Data entries:
_ _ _ _

PR #345, opened 2020-04-07
Download button in the slides table

akhil-rana:
A download button is added in the slides table which the user to download the slide image.

This is used with [SlideLoader #26](https://github.com/camicroscope/SlideLoader/pull/26)

Screenshot from 2020-04-08 03-24-40

### DIFF
--- a/apps/loader/loader.js
+++ b/apps/loader/loader.js
@@ -110,8 +110,7 @@ function handleUpload(file, filename) {
   );
 }
 
-function handleDownload(e) {
-  var id=e.dataset.id;
+function handleDownload(id) {
   var fileName='';
   store.getSlide(id)
       .then((response) => {
--- a/apps/loader/loader.js
+++ b/apps/loader/loader.js
@@ -114,7 +114,9 @@ function handleDownload(id) {
   var fileName='';
   store.getSlide(id)
       .then((response) => {
-        return response[0]['location'];
+        if (response[0]['location']) {
+          return response[0]['location'];
+        }
       }).then((location) => {
         fileName= location.substring(8, location.length);
         return fileName;
@@ -122,7 +124,13 @@ function handleDownload(id) {
         fetch(downloadURL + fileName, {
           credentials: 'same-origin',
           method: 'GET',
-        }).then((response) => response.blob())
+        }).then((response) => {
+          if (response.status == 404) {
+            throw response;
+          } else {
+            return response.blob();
+          }
+        })
             .then((blob) => {
               var url = window.URL.createObjectURL(blob);
               var a = document.createElement('a');
@@ -137,6 +145,8 @@ function handleDownload(id) {
               alert('Error! Can\'t download file.');
             },
             );
+      }).catch((error) => {
+        console.log(error);
       });
 }
 
--- a/apps/loader/loader.js
+++ b/apps/loader/loader.js
@@ -1,6 +1,7 @@
 var uploadUrl = '../loader/upload/start/';
 var checkUrl = '../loader/data/one/';
 var thumbUrl = '../loader/data/thumbnail/';
+var downloadURL = '../loader/getSlide/';
 
 var store = new Store('../data/');
 
@@ -108,6 +109,38 @@ function handleUpload(file, filename) {
       (error) => changeStatus('UPLOAD', error), // Handle the error response object
   );
 }
+
+function handleDownload(e) {
+  var id=e.dataset.id;
+  var fileName='';
+  store.getSlide(id)
+      .then((response) => {
+        return response[0]['location'];
+      }).then((location) => {
+        fileName= location.substring(8, location.length);
+        return fileName;
+      }).then((fileName) =>{
+        fetch(downloadURL + fileName, {
+          credentials: 'same-origin',
+          method: 'GET',
+        }).then((response) => response.blob())
+            .then((blob) => {
+              var url = window.URL.createObjectURL(blob);
+              var a = document.createElement('a');
+              a.href = url;
+              a.download = fileName;
+              document.body.appendChild(a);
+              a.click();
+              a.remove(); // afterwards we remove the element again
+              window.URL.revokeObjectURL(blob);
+            }).catch((error) =>{
+              console.log(error);
+              alert('Error! Can\'t download file.');
+            },
+            );
+      });
+}
+
 
 function handleCheck(filename, reset, id) {
   fetch(checkUrl + filename, {credentials: 'same-origin'}).then(
--- a/apps/loader/loader.js
+++ b/apps/loader/loader.js
@@ -120,7 +120,8 @@ function handleDownload(id) {
           throw new Error('Slide not found');
         }
       }).then((location) => {
-        fileName= location.substring(8, location.length);
+        fileName= location.substring(location.lastIndexOf('/')+1, location.length);
+        console.log(fileName);
         return fileName;
       }).then((fileName) =>{
         fetch(downloadURL + fileName, {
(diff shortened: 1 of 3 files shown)


apps/table.html
```diff
@@ -372,7 +372,9 @@ <h5 class="modal-title" id="deleteModalLabel">Delete confirmation</h5>
 							else if (!d[key]) rs.push('')
 							else rs.push(d[key])
 						});
-						const btn = `<div id='open-delete'> <button class="btn btn-success" data-id='${rs[0]}' onclick='openView(this)'>Open</button> <button type='button' class='btn btn-danger DelButton' id='deleteBtn' data-id='${rs[0]}' data-name='${rs[1]}' onclick='deleteSld(this)' data-toggle='modal'> <i class='fas fa-trash-alt' ></i> </button></div>`
+						const btn = `<div id='open-delete'> <button class="btn btn-success" data-id='${rs[0]}' onclick='openView(this)'>Open</button> 
+							<button type='button' class='btn btn-danger DelButton' id='deleteBtn' data-id='${rs[0]}' data-name='${rs[1]}' onclick='deleteSld(this)' data-toggle='modal'> <i class='fas fa-trash-alt' ></i> </button>
+							<button type='button' class='btn btn-info DownloadButton' id='downloadBtn' data-id='${rs[0]}' onclick='handleDownload(this)' > <i class='fas fa-download' ></i> </button></div>`
```
cjchirag7:
```suggestion
							<button type='button' class='btn btn-info DownloadButton' id='downloadBtn' data-id='${rs[0]}' onclick='downloadSlide(this)' > <i class='fas fa-download' ></i> </button>
							<button type='button' class='btn btn-danger DelButton' id='deleteBtn' data-id='${rs[0]}' data-name='${rs[1]}' onclick='deleteSld(this)' data-toggle='modal' style='display:none'> <i class='fas fa-trash-alt' ></i> </button> </div>`
```
These 2 changes can be made 
- The delete icon should not be displayed initially, as we are calling checkUserPermissions() in line 379 of table.html , which will automatically change the 'display' to 'block', iff the user has apt. permissions.
- The order of the download icon and delete icon can be reversed, so that the delete icons get shifted to the rightmost

apps/loader/loader.js
```diff
@@ -109,6 +110,37 @@ function handleUpload(file, filename) {
...
+      .then((response) => {
+        return response[0]['location'];
+      }).then((location) => {
+        fileName= location.substring(8, location.length);
+        return fileName;
+      }).then((fileName) =>{
+        fetch(downloadURL + fileName, {
+          credentials: 'same-origin',
+          method: 'GET',
+        }).then((response) => response.blob())
```
birm, line 125: interesting consequence, the client will download the error message as a html file. I guess we have to explicitly check for an error status code?

cjchirag7: @birm , yeah it would be required. 
And also, I noticed then we a user tries do delete a slide which doesn't exist (try this by calling handleDelete() with an id of a slide already deleted, then this error is given in console : 
`Uncaught (in promise) TypeError: Cannot read property 'location' of undefined
    at loader.js:117`
So, I would also request making a similar change in getSlide() function, to check the error status code, as well as if response[0] has a property 'location' or not.

apps/loader/loader.js
```diff
@@ -114,15 +114,23 @@ function handleDownload(id) {
   var fileName='';
   store.getSlide(id)
       .then((response) => {
-        return response[0]['location'];
+        if (response[0]['location']) {
+          return response[0]['location'];
+        }
```
cjchirag7, line 119:
```suggestion
        } else {
           throw new Error('Slide not available');
        }
```

akhil-rana: I also added something like this before but,
This `else` might not even execute because the error will be thrown in the fetch itself. Correct me if I am wrong.

cjchirag7, line 119: @akhil-rana 
This is for the case when response[0] is undefined, accessing response[0]['location'] would give a reference error.
```suggestion
        if (response[0]) {
          return response[0]['location'];
        }
        else 
        {
         throw new Error('Slide not found');
        }
```

akhil-rana: I'm sorry but I don't understand that when will `response[0]` be undefined.
In case of `id` can't be found, error will be thrown in the fetch itself so.

akhil-rana: Okay, I got it. 
Thanks for the changes.

cjchirag7: Actually, the response is an empty array, when id of a non-existing slide is provided, in handleDownload()
*Screenshot*
Screenshot from 2020-04-08 12-56-27

akhil-rana: Yes, I somehow missed that. Thanks.

apps/table.html
```diff
@@ -372,7 +372,9 @@ <h5 class="modal-title" id="deleteModalLabel">Delete confirmation</h5>
 							else if (!d[key]) rs.push('')
 							else rs.push(d[key])
 						});
-						const btn = `<div id='open-delete'> <button class="btn btn-success" data-id='${rs[0]}' onclick='openView(this)'>Open</button> <button type='button' class='btn btn-danger DelButton' id='deleteBtn' data-id='${rs[0]}' data-name='${rs[1]}' onclick='deleteSld(this)' data-toggle='modal'> <i class='fas fa-trash-alt' ></i> </button></div>`
+						const btn = `<div id='open-delete'> <button class="btn btn-success" data-id='${rs[0]}' onclick='openView(this)'>Open</button> 
+							<button type='button' class='btn btn-info DownloadButton' id='downloadBtn' data-id='${rs[0]}' onclick='downloadSlide(this)' > <i class='fas fa-download' ></i> </button>
+							<button type='button' class='btn btn-danger DelButton' id='deleteBtn' data-id='${rs[0]}' data-name='${rs[1]}' onclick='deleteSld(this)' data-toggle='modal'> <i class='fas fa-trash-alt' ></i> </button></div>`
```
cjchirag7, line 377: @akhil-rana , can you do one more favour ? 
Please add this 'display:none' style to the delete button initially, so as we have already been calling checkUserPermissions() in line 379 of table.html , which will automatically change the 'display' to 'block', iff the user has apt. permissions. 
Currently, the delete button is being displayed to all the users, irrespective of whether they have permission or not. 
This change will help fix this bug, in this PR itself -
```suggestion
							<button type='button' class='btn btn-danger DelButton' style='display:none;' id='deleteBtn' data-id='${rs[0]}' data-name='${rs[1]}' onclick='deleteSld(this)' data-toggle='modal'> <i class='fas fa-trash-alt' ></i> </button></div>`
```

akhil-rana: It is already set to `none` in `table.css` here [table.css](https://github.com/camicroscope/caMicroscope/blob/develop/apps/table.css#L51)

cjchirag7: Oh! my bad.

akhil-rana:
@birm 
Requested changes have been made.
Please review.

apps/loader/loader.js
```diff
@@ -109,6 +110,49 @@ function handleUpload(file, filename) {
...
+  var fileName='';
+  store.getSlide(id)
+      .then((response) => {
+        if (response[0]) {
+          return response[0]['location'];
+        } else {
+          throw new Error('Slide not found');
+        }
+      }).then((location) => {
+        fileName= location.substring(8, location.length);
```
birm, line 123: wouldn't it make more sense to split on "/" instead?

akhil-rana: Yes, of course. 
I'm on it.

akhil-rana: Looks right now?

akhil-rana:
Thanks for the help and suggestions.
@birm  @cjchirag7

_ _ _ _

*WHAT YOU HAVE TO DO:* Scan the records above for the string "dataset", then report every line that contains it.

*REPLY TO THE EXERCISE:*
-  var id=e.dataset.id;
+  var id=e.dataset.id;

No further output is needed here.